Exercise requirements | Whenever the word "porfolio" appears in a line of the listing, copy that line.

Extracted material |
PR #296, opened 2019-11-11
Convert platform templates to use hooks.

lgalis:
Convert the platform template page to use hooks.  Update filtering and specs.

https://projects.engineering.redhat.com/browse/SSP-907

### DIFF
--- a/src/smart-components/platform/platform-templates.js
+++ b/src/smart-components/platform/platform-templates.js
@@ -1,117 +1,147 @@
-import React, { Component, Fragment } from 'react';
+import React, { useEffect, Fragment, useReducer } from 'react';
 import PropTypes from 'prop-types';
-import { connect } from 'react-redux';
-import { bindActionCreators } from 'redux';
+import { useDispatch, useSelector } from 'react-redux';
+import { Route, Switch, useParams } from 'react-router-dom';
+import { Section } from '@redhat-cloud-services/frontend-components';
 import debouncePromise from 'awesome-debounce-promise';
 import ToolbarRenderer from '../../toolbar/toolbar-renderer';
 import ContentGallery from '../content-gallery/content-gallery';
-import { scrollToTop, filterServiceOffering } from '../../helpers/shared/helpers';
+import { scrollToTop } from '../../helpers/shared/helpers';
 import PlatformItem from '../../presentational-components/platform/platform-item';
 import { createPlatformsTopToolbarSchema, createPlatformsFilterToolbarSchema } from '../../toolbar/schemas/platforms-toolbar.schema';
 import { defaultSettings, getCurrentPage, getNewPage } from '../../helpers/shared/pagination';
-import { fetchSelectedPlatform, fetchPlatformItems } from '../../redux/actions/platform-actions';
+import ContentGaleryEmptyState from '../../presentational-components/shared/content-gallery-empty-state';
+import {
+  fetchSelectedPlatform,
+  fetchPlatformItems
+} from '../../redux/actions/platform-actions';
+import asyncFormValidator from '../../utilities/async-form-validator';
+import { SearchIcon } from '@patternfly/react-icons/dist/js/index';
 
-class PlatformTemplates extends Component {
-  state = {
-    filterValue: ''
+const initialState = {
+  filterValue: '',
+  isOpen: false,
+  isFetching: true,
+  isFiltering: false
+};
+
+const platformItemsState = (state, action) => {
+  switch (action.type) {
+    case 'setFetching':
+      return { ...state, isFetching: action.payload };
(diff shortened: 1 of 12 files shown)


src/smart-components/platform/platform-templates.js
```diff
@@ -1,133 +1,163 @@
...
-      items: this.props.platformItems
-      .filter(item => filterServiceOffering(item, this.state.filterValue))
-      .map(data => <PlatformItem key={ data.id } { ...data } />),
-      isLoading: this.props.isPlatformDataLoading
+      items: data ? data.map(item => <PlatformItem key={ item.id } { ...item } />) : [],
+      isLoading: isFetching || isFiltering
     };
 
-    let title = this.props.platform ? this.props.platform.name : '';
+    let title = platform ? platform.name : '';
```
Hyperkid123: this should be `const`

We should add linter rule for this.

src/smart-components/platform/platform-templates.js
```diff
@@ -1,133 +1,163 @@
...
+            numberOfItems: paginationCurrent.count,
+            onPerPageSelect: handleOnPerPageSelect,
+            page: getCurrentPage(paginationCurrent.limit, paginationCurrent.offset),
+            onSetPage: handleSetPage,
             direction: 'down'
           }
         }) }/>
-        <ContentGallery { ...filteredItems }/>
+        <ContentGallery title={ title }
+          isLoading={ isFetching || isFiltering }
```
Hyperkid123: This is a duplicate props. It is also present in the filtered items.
---
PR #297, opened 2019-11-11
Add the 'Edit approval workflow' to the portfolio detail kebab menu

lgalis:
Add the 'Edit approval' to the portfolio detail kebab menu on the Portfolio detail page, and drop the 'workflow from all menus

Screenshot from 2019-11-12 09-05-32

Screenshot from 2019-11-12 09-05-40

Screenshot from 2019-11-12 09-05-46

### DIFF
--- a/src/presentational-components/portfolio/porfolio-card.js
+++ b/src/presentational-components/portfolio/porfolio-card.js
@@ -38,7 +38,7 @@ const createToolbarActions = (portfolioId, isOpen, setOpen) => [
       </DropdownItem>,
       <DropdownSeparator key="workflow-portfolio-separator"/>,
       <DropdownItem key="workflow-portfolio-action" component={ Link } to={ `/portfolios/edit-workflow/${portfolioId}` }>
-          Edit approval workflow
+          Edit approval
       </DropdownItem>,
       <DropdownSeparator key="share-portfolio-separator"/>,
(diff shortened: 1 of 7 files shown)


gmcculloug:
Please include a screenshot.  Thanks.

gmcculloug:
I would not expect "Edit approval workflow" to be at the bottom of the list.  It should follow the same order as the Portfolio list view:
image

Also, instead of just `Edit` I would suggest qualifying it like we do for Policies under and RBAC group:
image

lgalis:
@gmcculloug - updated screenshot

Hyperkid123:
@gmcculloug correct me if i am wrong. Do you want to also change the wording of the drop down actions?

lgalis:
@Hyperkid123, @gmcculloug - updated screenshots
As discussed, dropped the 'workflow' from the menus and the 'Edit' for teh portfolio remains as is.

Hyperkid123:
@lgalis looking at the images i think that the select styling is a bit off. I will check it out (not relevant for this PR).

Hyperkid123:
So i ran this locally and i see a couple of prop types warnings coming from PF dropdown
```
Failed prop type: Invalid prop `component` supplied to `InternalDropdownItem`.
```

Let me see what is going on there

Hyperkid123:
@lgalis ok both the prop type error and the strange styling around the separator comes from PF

Task response |
--- a/src/presentational-components/portfolio/porfolio-card.js
+++ b/src/presentational-components/portfolio/porfolio-card.js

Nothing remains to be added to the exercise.